Siman - Moed Katan Daf 27

  • Mourning and burial practices instituted out of concern for the honor of the poor

The Gemara brings Baraisos that explain how several minhagim regarding aveilus were changed due to sensitivity to the poor. Included among them were:

- Originally the wealthy would bring food to the mourner’s house in baskets of silver and gold and the poor in baskets of peeled willow branches, and the poor would feel embarrassed. They instituted that everyone should bring the food in baskets of peeled willow branches.

- Originally, the costs of burying the deceased were more difficult on relatives than his death, to the point that relatives would leave him and run away. The mefarshim explain that the wealthy would bury their loved ones in expensive shrouds. The poor felt embarrassed that they could not afford such an expense. עד שבא רבן גמליאל ונהג קלות ראש בעצמו ויצא בכלי פשתן – Until Rabban Gamliel came and treated himself lightly by being buried in plain linen garments. ונהגו העם אחריו לצאת בכלי פשתן – The people followed his example and were buried in plain linen garments.
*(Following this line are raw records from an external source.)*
PR #2966, opened 2021-06-04
build: Loan use component for borrower profile

BoulderBrains:
[grow-619](https://kiva.atlassian.net/browse/GROW-619) Loan use statement for borrower profile. 

Component that accepts some props and returns the formatted loan use (up to 100 characters length) based on the status of the loan.

### DIFF
--- a/src/components/BorrowerProfile/LoanUse.vue
+++ b/src/components/BorrowerProfile/LoanUse.vue
@@ -33,7 +33,7 @@ export default {
 	computed: {
 		loanUseFiltered() {
 			// eslint-disable-next-line max-len
-			return loanUseFilter(this.use, this.name, this.status, this.loanAmount, this.borrowerCount, 100);
+			return loanUseFilter(this.use, this.name, this.status, this.loanAmount, this.borrowerCount);
 		},
 	}
 };
--- a/src/components/BorrowerProfile/LoanUse.vue
+++ b/src/components/BorrowerProfile/LoanUse.vue
@@ -1,0 +1,43 @@
+<template>
+	<div>
+		<span class="text-h2 text-gray-800">
+			{{ filteredLoanUse }}
+		</span>
+	</div>
+</template>
+
+<script>
+const loanUseFilter = require('../../plugins/loan-use-filter');
+
+export default {
+	props: {
+		loanAmount: {
+			type: String,
+			default: '',
+		},
+		use: {
+			type: String,
+			default: '',
+		},
+		status: {
+			type: String,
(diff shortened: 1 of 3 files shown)


src/components/BorrowerProfile/LoanUse.vue
```diff
@@ -0,0 +1,41 @@
...
+		},
+		name: {
+			type: String,
+			default: '',
+		},
+		borrowerCount: {
+			type: Number,
+			default: 1,
+		}
+	},
```
mlibazisi, line 32: Just wondering, is there a reason you decided to passing in multiple props, instead of just the loan object?

src/components/BorrowerProfile/LoanUse.vue
```diff
@@ -0,0 +1,41 @@
+<template>
+	<span class="text-h2 text-gray-800">
```
ryan-ludwig, line 2: I'd recommend a <p> tag here as this is looks to be a.. paragraph, while <span> has no semantic meaning.

Minor, but .text-gray-800 is not needed in this case as that is the default color for all of our text.

src/components/BorrowerProfile/LoanUse.vue
```diff
@@ -0,0 +1,41 @@
...
+		},
+		borrowerCount: {
+			type: Number,
+			default: 1,
+		}
+	},
+	computed: {
+		loanUseFiltered() {
+			// eslint-disable-next-line max-len
+			return loanUseFilter(this.use, this.name, this.status, this.loanAmount, this.borrowerCount, 100);
```
emuvente, line 36: Please use a max length of 1000, so that the loan use statement does not get trimmed. Alternatively, you could not give a max length value and update the loan use filter to not trim the loan use when `loanUseMaxLength` is 0.

BoulderBrains: Thanks Shua, I've made this update in my latest commit.

emuvente: Looks good! You'll also need to update the test for loanUseFilter, specifically [this line](https://github.com/kiva/ui/blob/master/test/unit/specs/plugins/loanUseFilter.spec.js#L47), so that it expects the full loan use message when a max length is not provided.

mcstover (approved):

emuvente (approved):
👍 looks great!

mlibazisi (approved):
👍

ryan-ludwig (approved):

PR #2967, opened 2021-06-04
Update webpack-cli and any cli usage of webpack to use new params and…

mcstover:
… flags.


emuvente (approved):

  •  One should not mourn excessively over his dead

Rav Yehudah said in the name of Rav: כל המתקשה על מתו יותר מדאי על מת אחר הוא בוכה – Anyone who mourns excessively over his dead will come to cry over another deceased. The Gemara brings the story of a woman in Rav Huna’s neighborhood who had seven sons. When one of them died, she wept excessively, and Rav Huna sent her a message to not do so. When she did not listen, he told her that if she listens to him, all will be fine. But if not, does she want to prepare shrouds for another son? Eventually her next son died, followed by the remaining five sons. In the end he told her that she was preparing for her own demise, and she died. The passuk states, "אל תבכו למת ואל תנדו לו" – Do not cry for a deceased and do not bemoan for him, which is understood to mean, do not bemoan beyond the appropriate measure. What are the appropriate measures? שלשה ימים לבכי ושבעה להספד ושלשים לגיהוץ ולתספורת – Three days for weeping, seven days for eulogizing, and thirty days for not ironing nor cutting the hair. From that point and on, Hakadosh Boruch Hu says, "אי אתם רחמנים בו יותר ממני" – You are not more compassionate than I am.
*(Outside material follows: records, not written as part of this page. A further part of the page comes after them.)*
PR #2972, opened 2021-06-08
Vue 749 responsive adaptive dynamic hero

mcstover:
Depends on (includes: https://github.com/kiva/ui/pull/2970)

### DIFF
--- a/src/components/Contentful/DynamicHero.vue
+++ b/src/components/Contentful/DynamicHero.vue
@@ -32,7 +32,7 @@
 								heroMedia[0].description,
 							]"
 						>
-							<kv-contentful-img-new
+							<kv-contentful-img
 								v-if="heroMedia[0].url"
 								class="contentful-hero__img"
 								:contentful-src="heroMedia[0].url"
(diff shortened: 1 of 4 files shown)


emuvente (approved):

BoulderBrains (approved):

src/components/Contentful/DynamicHero.vue
```diff
@@ -32,7 +32,7 @@
 								heroMedia[0].description,
 							]"
 						>
-							<kv-contentful-img
+							<kv-contentful-img-new
```
ryan-ludwig, line 35: Should this be `kv-contentful-img` ?

ryan-ludwig: (throughout)

ryan-ludwig (approved):

src/components/Contentful/DynamicHero.vue
mcstover: Well the `-new` represents sections that are using kv-components instead of our existing Ui based version.

I think I can go ahead with a full migration to use the kv-components version. It worked fine for the single image case which I've tested and I'll test the carousel too and get that using it.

  •  The sword in front of the avel

Rebbe Levi said, אבל שלשה ימים הראשונים יראה את עצמו כאילו חרב מונחת לו בין שתי יריכותיו – For the first three days an avel should see himself as if a sword is lying between his thighs, meaning that he too may be facing imminent death. משלשה עד שבעה כאילו מונחת לו כנגדו בקרן זוית – From the third to the seventh day, he should see himself as though it is lying opposite him in the corner. מכאן ואילך כאילו עוברת כנגדו בשוק – From this point on he should see himself as though the sword is passing in front of him in the street. Tosafos says that this refers to the twelve-month period of mourning.